# Ice-ban!



## kpmsnow (Sep 18, 2009)

I'm curios, I'm a new member to plowsite but not to the industry. I've seen a lot of talk about Magic liquids but not much about ICE-BAN, Why? I use ICE-BAN and love it! I use it to pre-wet my salt as it hits my spinner and as an anti-icing pre storm application. I have put in the time and played with it in almost every configuration I could come up with. Including spraying it in the beds of dump trucks to keep their material from freezing to their beds, on side walks as anti-icing "applied before storm arrival", as well as on parking areas in the same manor, to name a few. I absolutely love the stuff, and it has struck me as odd that I don't seem to see much on this site about it.


----------



## studebaker48 (Sep 4, 2009)

kpmsnow;819706 said:


> I'm curios, I'm a new member to plowsite but not to the industry. I've seen a lot of talk about Magic liquids but not much about ICE-BAN, Why? I use ICE-BAN and love it! I use it to pre-wet my salt as it hits my spinner and as an anti-icing pre storm application. I have put in the time and played with it in almost every configuration I could come up with. Including spraying it in the beds of dump trucks to keep their material from freezing to their beds, on side walks as anti-icing "applied before storm arrival", as well as on parking areas in the same manor, to name a few. I absolutely love the stuff, and it has struck me as odd that I don't seem to see much on this site about it.


ice ban is a good product i have used it too. it is just too expensive to get where i am at. do you or anyone else know of any distributors near columbus,ohio i would use it if i could get the right priceussmileyflag


----------



## rblake (Nov 17, 2007)

I was looking at it this year for pre treating. do you buy it bulk ? what rates do you spray at and what type of tips do you use ?


----------



## studebaker48 (Sep 4, 2009)

rblake;819787 said:


> I was looking at it this year for pre treating. do you buy it bulk ? what rates do you spray at and what type of tips do you use ?


I buy magic salt in columbus that is treated and i treat my own. you use 7-9 gallons a ton on ice ban and magic salt.have you used magic before it is a little cheaper in our area to works really good if not better.


----------



## dee (Dec 13, 2007)

We love IceBan! We have been able to buy in bulk in NH, we have 2 1000 gal tanks. Use it to pretreat walks, roads and parking areas most every storm. Also have our salt pretreated with it. We use a variety of spray rigs with teejet nozzles.

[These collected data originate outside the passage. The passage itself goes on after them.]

PR #1513, opened 2021-02-03
Modify vowel message

### LINKED ISSUE #1470: Searching for Latin in gregoriotex-vowels.dat
If the language is `Latin`, `latin`, `lat`, or `la` then is there really a need to search the gregoriotex-vowels.dat files for vowel definition rules?  The only reason I can think of is to allow a user to define alternate vowel definitions for Latin.  Is that really reasonable?

If it is not, then we should modify `characters.c` lines [63-87](https://github.com/gregorio-project/gregorio/blob/master/src/characters.c#L63) so as to skip over this block when the language is Latin.

On the other hand, if it is reasonable that a user might want to define an alternate set of vowel determination rules for Latin, then we should probably add an informational message (or modify the existing ones) so that when the user sees "Could not find Latin..." they don't worry about it.

rpspringuel:
There is no Latin vowel definitions in gregorio-vowels.dat by default because they are built into the binary itself.  The user can, however, define their own alternative, so it is conceivable that there might be.  We thus print a little extra information when were falling back to the internal Latin vowel definitions so that the user isn't confused by the "Could not find" message.

Fixes #1470.

No testing changes.

### DIFF
--- a/src/characters.c
+++ b/src/characters.c
@@ -86,7 +86,7 @@ static bool read_vowel_rules(char *const lang) {
         }
     }
     if ((strcmp(language, "Latin") == 0 || strcmp(language, "latin") == 0 || strcmp(language, "la") == 0 || strcmp(language, "lat") == 0) && status == RFPS_NOT_FOUND) {
-        gregorio_messagef("read_rules", VERBOSITY_INFO, 0, "Falling back on internal Latin");
+        gregorio_messagef("read_rules", VERBOSITY_INFO, 0, "Falling back on internal Latin vowel rules");
     }
     if (status == RFPS_ALIASED) {
         gregorio_messagef("read_rules", VERBOSITY_WARNING, 0,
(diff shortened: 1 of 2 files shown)


src/characters.c
```diff
@@ -85,6 +85,9 @@ static bool read_vowel_rules(char *const lang) {
             break;
         }
     }
+    if ((strcmp(language, "Latin") == 0 || strcmp(language, "latin") == 0 || strcmp(language, "la") == 0 || strcmp(language, "lat") == 0) && status == RFPS_NOT_FOUND) {
+        gregorio_messagef("read_rules", VERBOSITY_INFO, 0, "Falling back on internal Latin");
```
henryso, line 89: Perhaps the message should be "Falling back on internal Latin vowel rules".

henryso (changes requested):

src/characters.c
rpspringuel: Done.

I also modified a message a few lines later to make the two messages more consistent.

henryso (approved):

I'd be happy to give more specifics to anyone who is interested.


----------



## GLS1 (Oct 6, 2008)

I understand magic and ice ban are different, but is one better or more economical than the other. Does ice ban have a pungent odor or brown color effects. thanks


----------



## Mick (May 19, 2001)

GLS1;820003 said:


> I understand magic and ice ban are different, but is one better or more economical than the other. Does ice ban have a pungent odor or brown color effects. thanks


That's like asking which is better - Coke or Pepsi?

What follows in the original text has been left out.